A Metapopulation Approach

The analysis we've done so far presumes that we can treat this geographically widespread species as a single, homogeneous population. This clearly doesn't make a lot of sense. Instead, it may make more sense to treat it as a metapopulation.¹⁰Lande [4] showed how the metapopulation approach, which we'll see applied in a different way to the bay checkerspot butterfly, can be applied to territorial animals by treating the individual territory as the unit of extinction and colonization.

Parameter	Definition
$\epsilon$	probability that a juvenile female inherits the territory of its mother
$m$	number of territories a juvenile can disperse through before dying from predation, starvation, etc.
$h$	proportion of the region that is habitable
$p$	proportion of habitable sites that are occupied

The probability of not finding a suitable unoccupied territory in $m$ trials is $(1-\epsilon)(ph + 1 - h)^m$. Thus, for a population in demographic equilibrium

$$[1 - (1-\epsilon)(ph + 1 - h)^m]R'_0 = 1 \quad ,$$

where

$$R'_0 = \sum_{x=0}^\infty l'_xf_x$$

is the mean lifetime production of offspring per female, given that she finds a territory, and $l'_x$ is the probability of survival to age $x$, given that she finds a territory. For our model $R'_0 = l'_\alpha b/(1-s)$.

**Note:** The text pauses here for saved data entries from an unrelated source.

PR #144, opened 2015-01-19
Added optional url_quote to the input in URLTextSearcher.py

vmule:
Added optional url_quote to the input in URLTextSearcher.py, if true will encode the match, if false nothing will be done.
As suggested in pull request 143
https://github.com/autopkg/autopkg/pull/143#issuecomment-70543364

### DIFF
--- a/Code/autopkglib/URLTextSearcher.py
+++ b/Code/autopkglib/URLTextSearcher.py
@@ -16,6 +16,7 @@
 """See docstring for URLTextSearcher class"""
 
 import re
+import urllib
 import urllib2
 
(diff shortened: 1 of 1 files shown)


vmule:
Do you think is still meaninful?
Thanks

timsutton:
I was thinking about it, and I'm not sure. Your case was the first time this has ever come up, and there are hundreds of download recipes out there. I'm not really inclined to add more code to core processors for which there currently isn't any use, even if it's a small change.

But, if this does come up again, I'm happy to take another look at adding it.

vmule:
thanks for the answer, and this very useful tool :)

PR #145, opened 2015-02-03
Add "find" as alias of "search" in verbs

bochoven:
I keep writing find instead of search, it also makes more sense grammatically.

### DIFF
--- a/Code/autopkg
+++ b/Code/autopkg
@@ -1406,6 +1406,9 @@ def main(argv):
     """Main routine"""
     # define our subcommands ('verbs')
     subcommands = {
+        "find": {
+            "function": search_recipes,
+            "help": "Search for recipes on GitHub."},
         "help": {
             "function": display_help,
             "help": "Display this help"},


timsutton:
I'm not totally sure I like the idea of aliasing verbs in AutoPkg, in the interest of keeping things simpler and more explicit (one vs. multiple ways to do things).

There's also already been some prior user confusion around `search` vs. `list-recipes`, although it's hopefully resolved when one reads the short descriptions printed using `autopkg help`. Adding another alias to that, I'm not sure people wouldn't instead think it's analogous to running a `find` command (to find data local to the machine).

To me, "search" is analogous to doing a search on the web (or in this case, it's literally a GitHub code search). Docker uses `docker search` as the verb for searching for images in the public repositories, for example.

Anyway, that's my logic - does that help things make more sense?

bochoven:
I don't mind if you close this in favour of simplicity, it's just a minor inconvenience.

timsutton:
Sorry. You _might_ be able to hack together something clever with shell functions in an rc file...

PR #147, opened 2015-02-09
Make run_recipes() except block handle failures more broadly.

sheagcraig:
# Exception handling during multiple recipe runs
When running a single recipe, a recipe failure is either handled by the individual failing processor and passed up as a ProcessorError and AutoPkg reports a failure, or AutoPkg stops with an exception. Either way, one recipe failed, and you get immediate information about it.

However, when running multiple recipes, an unhandled exception halts AutoPkg execution, rather than continuing with the next recipe. This *should* only be a problem with custom processors, but in practice, and as non standard-library processors (included in recipe repos?) proliferate, those which don't look for exceptions and in-turn raise ```ProcessorError``` have the potential to halt multiple-recipe runs.

This isn't a huge problem, but it does prevent the final reporting from happening. When running a long list of recipes that could take a significant period of time, if one recipe failed, I want to know what *else* happened: which new products were downloaded, uploaded to Munki, etc, as well as the failure.

One could argue that *any* error should halt AutoPkg if it isn't handled. I know that personally I want an individual recipe error to *not* stop execution, but I guess that depends on how severe the consequences would be for different organizations. (I don't see any...)

The wiki could include some information about making sure to wrap failure-prone sections with a try/except that percolates a ProcessorError up, but that seems to be beyond the scope of the standard expectations of an AutoPkg user or recipe-author.

It would be nice if the individual processors all handle this, but in practice, some higher level insurance seems appropriate. 

# CTRL-C Handling
It appears that a lot of the std-lib processors are checking for ```BaseException```, which is the base class for *all* exceptions, including the CTRL-C/```KeyboardInterrupt``` exception. Therefore, during a multiple-recipe ```autopkg run```, some processors will just fail and continue with the next recipe, whereas those without the 
```
except BaseException as e:
	raise ProcessorError()
```
idiom will stop AutoPkg execution. I think it's safe to assume that CTRL-C should make everything stop, no matter what.

If you'd like me to go through stdlib processors and switch them to use ```Exception``` instead of ```BaseException``` to make CTRL-C handling consistent, let me know and I'll update the PR.

### DIFF
--- a/Code/autopkg
+++ b/Code/autopkg
@@ -258,20 +258,20 @@ def load_recipe(name, override_dirs, recipe_dirs, preprocessors=None, postproces
                 log_err('Could not find parent recipe for %s' % name)
         else:
             recipe["RECIPE_PATH"] = recipe_file
-    
+
     if recipe and preprocessors:
         steps = []
         for preprocessor_name in preprocessors:
             steps.append({"Processor": preprocessor_name})
         steps.extend(recipe["Process"])
         recipe["Process"] = steps
-    
+
     if recipe and postprocessors:
         steps = recipe["Process"]
         for postprocessor_name in postprocessors:
             steps.append({"Processor": postprocessor_name})
         recipe["Process"] = steps
-    
+
     return recipe
 
 
--- a/Code/autopkg
+++ b/Code/autopkg
@@ -27,6 +27,7 @@ import re
 import shutil
 import subprocess
 import time
+import traceback
 import autopkglib.github
 
 from urlparse import urlparse
@@ -1291,6 +1292,7 @@ def run_recipes(argv):
             log_err("Failed.")
             failure["recipe"] = recipe_path
             failure["message"] = unicode(err)
+            failure["traceback"] = traceback.format_exc()
             failures.append(failure)
             autopackager.results.append({'RecipeError': unicode(err).rstrip()})
 
--- a/Code/autopkglib/__init__.py
+++ b/Code/autopkglib/__init__.py
@@ -18,7 +18,6 @@
 
 import os
 import sys
-
 import imp
 import FoundationPlist
 import pprint
@@ -286,7 +285,7 @@ class Processor(object):
                 self.env[variable] = flags["default"]
                 self.output("No value supplied for %s, setting default value "
                             "of: %s" % (variable, self.env[variable]),
-                           verbose_level=2)
+                            verbose_level=2)
             # Make sure all required arguments have been supplied.
             if flags.get("required") and (variable not in self.env):
                 raise ProcessorError(
@@ -468,15 +467,15 @@ class AutoPackager(object):
                 print >> sys.stderr, unicode(err)
                 raise AutoPackagerError(
                     "Error in %s: Processor: %s: Error: %s"
-                    %(identifier, step["Processor"], unicode(err)))
+                    % (identifier, step["Processor"], unicode(err)))
 
             output_dict = {}
             for key in processor.output_variables.keys():
                 # Safety workaround for Processors that may output
-                # differently-named output variables than are given in their
-                # output_variables
-                # TODO: develop a generic solution for processors that can
-                #       dynamically set their output_variables
+                # differently-named output variables than are given in
+                # their output_variables
+                # TODO: develop a generic solution for processors that
+                #       can dynamically set their output_variables
                 if processor.env.get(key):
                     output_dict[key] = self.env[key]
             if self.verbose > 1:
@@ -534,17 +533,17 @@ def add_processor(name, processor_object):
 
 #pylint: disable=invalid-name
 def extract_processor_name_with_recipe_identifier(processor_name):
-    '''Returns a tuple of (processor_name, identifier), given a Processor name.
-    This is to handle a processor name that may include a recipe identifier, in
-    the format:
+    '''Returns a tuple of (processor_name, identifier), given a Processor
+    name.  This is to handle a processor name that may include a recipe
+    identifier, in the format:
 
     com.github.autopkg.recipes.somerecipe/ProcessorName
 
     identifier will be None if one was not extracted.'''
     identifier, delim, processor_name = processor_name.partition('/')
     if not delim:
-        # if no '/' was found, the first item in the tuple will be the full
-        # string, the processor name
+        # if no '/' was found, the first item in the tuple will be the
+        # full string, the processor name
         processor_name = identifier
         identifier = None
     return (processor_name, identifier)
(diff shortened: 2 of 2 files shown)


timsutton:
For the added safety of catching unhandled exceptions, we might be able to implement this in autopkglib "closer" to where handling `ProcessorError` is done:

https://github.com/autopkg/autopkg/blob/master/Code/autopkglib/__init__.py#L465-L471

I think it might also be useful to be able to log a traceback in these cases, since they're by definition unexpected. We could potentially use `sys.exc_info` and [`traceback`](https://docs.python.org/2/library/traceback.html) to get these and put this info in the error.

As for the disparity between Exception classes in the various core processors, maybe we address these separately. I agree that `BaseException` would be too broad if we want to make sure at least a `KeyboardInterrupt` aborts a run.

sheagcraig:
I moved the ```except Exception:``` to __init__.py.

I'll put in a PR for the std_lib processors separately.

sheagcraig:
FWIW, there's also a few \t converted to four spaces in one of the commits. Didn't want to send any surprise riders in!

timsutton:
We could handle these unexpected exceptions in _addition_ to the existing AutoPackagerError except: block. This way we can log the "expected" ProcessorErrors first, then fall back to the unexpected ones in a second block. This would be also be needed to be able to handle those differently, if we could get some traceback info for example.

gregneagle:
Still leaves open the possibility of not catching an unexpected custom exception that inherits from Exception.

sheagcraig:
Is it more important to avoid pylint warnings or to handle custom exceptions that inherit from Exception? Can a pylint hint just be added in? Or are you trying to avoid those as much as possible?

timsutton:
Interesting that PyLint would complain - I don't really see anything in the Exception Python docs that discourages deriving from Exception.

It might be ok to just move the custom exceptions down one level to inherit from StandardError then. I don't know whether that'd be creating more problems, but maybe worth trying.

sheagcraig:
I think Greg is pointing out the possibility for non-AutoPkg exceptions derived from Exception. Like in Python std library modules. Or custom Exceptions, like in JSSImporter.

sheagcraig:
Just looking through the 2.7 lib, the exceptions are almost all inheriting from Exception rather than StandardError.

gregneagle:
As are exceptions in FoundationPlist and most anything else I've written that have custom exceptions.

sheagcraig:
```grep -R 'class .*(Exception):' /System/Library/Frameworks/Python.framework/Versions/2.7/lib/python2.7/```

**Comment by gregneagle** [comment]
Perhaps _selectively_ suppressing PyLint warnings and doing "except Exception" only when absolutely needed is the better approach.

**Comment by gregneagle** [comment]
"Interesting that PyLint would complain - I don't really see anything in the Exception Python docs that discourages deriving from Exception."

PyLint complains when you use "except Exception" as catching a too-general exception. It does not complain about  "except BaseException", but it's obvious that it _should_, since that's even worse, really.

**Comment by sheagcraig** [comment]
So...

- Have the process loop catch ```ProcessorError```, than ```Exception``` (with a pylint hint).
- And the std processors should catch more specific exceptions per task rather than ```Exception``` or ```BaseException```.

**Comment by gregneagle** [comment]
"Is it more important to avoid pylint warnings or to handle custom exceptions that inherit from Exception? "

PyLint is trying to guide us towards Python best practices, so when PyLint complains, we need to understand the "why" and not just turn off the warnings.

**Comment by sheagcraig** [comment]
Putting only one broad ```except Exception:``` in the process section, with documentation explaining how it is a kind of safety valve for the processors, points to recognizing that best practice that pylint is pointing too.

The processors in question catch ```BaseException```, which does seem strange in that it avoids pylint complaining that it's too broad, especially considering if it were "restricted" to ```Exception```, pylint would *then* warn that it was too broad.

There are around 9 broad uses in the std processors. I can go through them and find more appropriate, more limited except: blocks. For example, Copier has a try/except block that catches ```BaseException```. The inside of the block, however, is all ```shutil``` functions: copyfile, copytree, and copy. All of these raise an ```shutil.Error```, which is subclassed from EnvironmentError. This may be a more appropriate thing to catch, and let the processor try/except catch the more unexpected errors.

Other processors might just have one try/except wrapping the entire processor code, which would need to be broken down into smaller, more specific try/except blocks around projected points of failure. 

This puts the responsibility for handling those unpredictable errors on the ```AutoPackager.process``` rather than on individual processors. It also improves the self-documentation of the code to have specific, targeted try/except blocks, with an overall safety valve at the highest level.

**Comment by sheagcraig** [comment]
I dropped back to the last upstream commit and redid this.

@timsutton At one point I had a multiple try/except/except, i.e.

```
try:
	processor.process()
except ProcessorError as err:
	# ...
except Exception as err:
	# ...
```
But the handling ended up being the same, so I settled on catching ```Exception``` and documenting the reason why it was so broad.

Also, I added the traceback to the failure dictionary. I tried adding it into the final reporting, but as you can imagine, the traceback is potentially a lot of mess to add in. I tried it several ways; indenting it another level, etc, and it always seemed wrong. So at the moment it just gets stored. I can address outputting that (possibly with a higher verbosity level?) with the reporting work I'm doing on another branch.

You have to grab the traceback while it is being handled. In py3 the exception itself has a ```__traceback__``` property, but py2's ```sys.last_traceback``` gets deleted after handling occurs.

**Comment by timsutton** [comment]
I think we've needed something like this for a while, and while it's related to #148 this is a simpler change so I'd like to merge this first. I think it makes sense to be storing the traceback in `failures` as you did. If I intentionally introduce an unhandled exception in URLDownloader, a run report plist looks like:

```plist
<?xml version="1.0" encoding="UTF-8"?>
<!DOCTYPE plist PUBLIC "-//Apple//DTD PLIST 1.0//EN" "http://www.apple.com/DTDs/PropertyList-1.0.dtd">
<plist version="1.0">
<dict>
	<key>failures</key>
	<array>
		<dict>
			<key>message</key>
			<string>Error in com.github.autopkg.download.Cyberduck: Processor: URLDownloader: Error: global name 'foo' is not defined</string>
			<key>recipe</key>
			<string>Cyberduck.download</string>
			<key>traceback</key>
			<string>Traceback (most recent call last):
  File "./autopkg", line 1459, in run_recipes
    autopackager.process(recipe)
  File "/Users/tsutton/git/github/autopkg/Code/autopkglib/__init__.py", line 479, in process
    % (identifier, step["Processor"], unicode(err)))
AutoPackagerError: Error in com.github.autopkg.download.Cyberduck: Processor: URLDownloader: Error: global name 'foo' is not defined
</string>
		</dict>
	</array>
	<key>summary_results</key>
	<dict/>
</dict>
</plist>
```
..so the `message` item remains brief but the traceback is there if desired. Exceptions that were handled using ProcessorError work similarly.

We can solve the above equation for the equilibrium number of patches occupied.

$$\hat p = \left\{ \begin{array}{rl} 1 - \frac{1 - k}{h} & \hbox{for }h > 1-k \\ 0 & \hbox{for }h \le 1-k \end{array}\right.$$

where

$$k = [(1-1/R'_0)/(1-\epsilon)]^{1/m} \quad .$$

$k$ is the equilibrium occupancy of patches when the entire region is habitable ($h=1$). The population can persist only if $h > 1-k$.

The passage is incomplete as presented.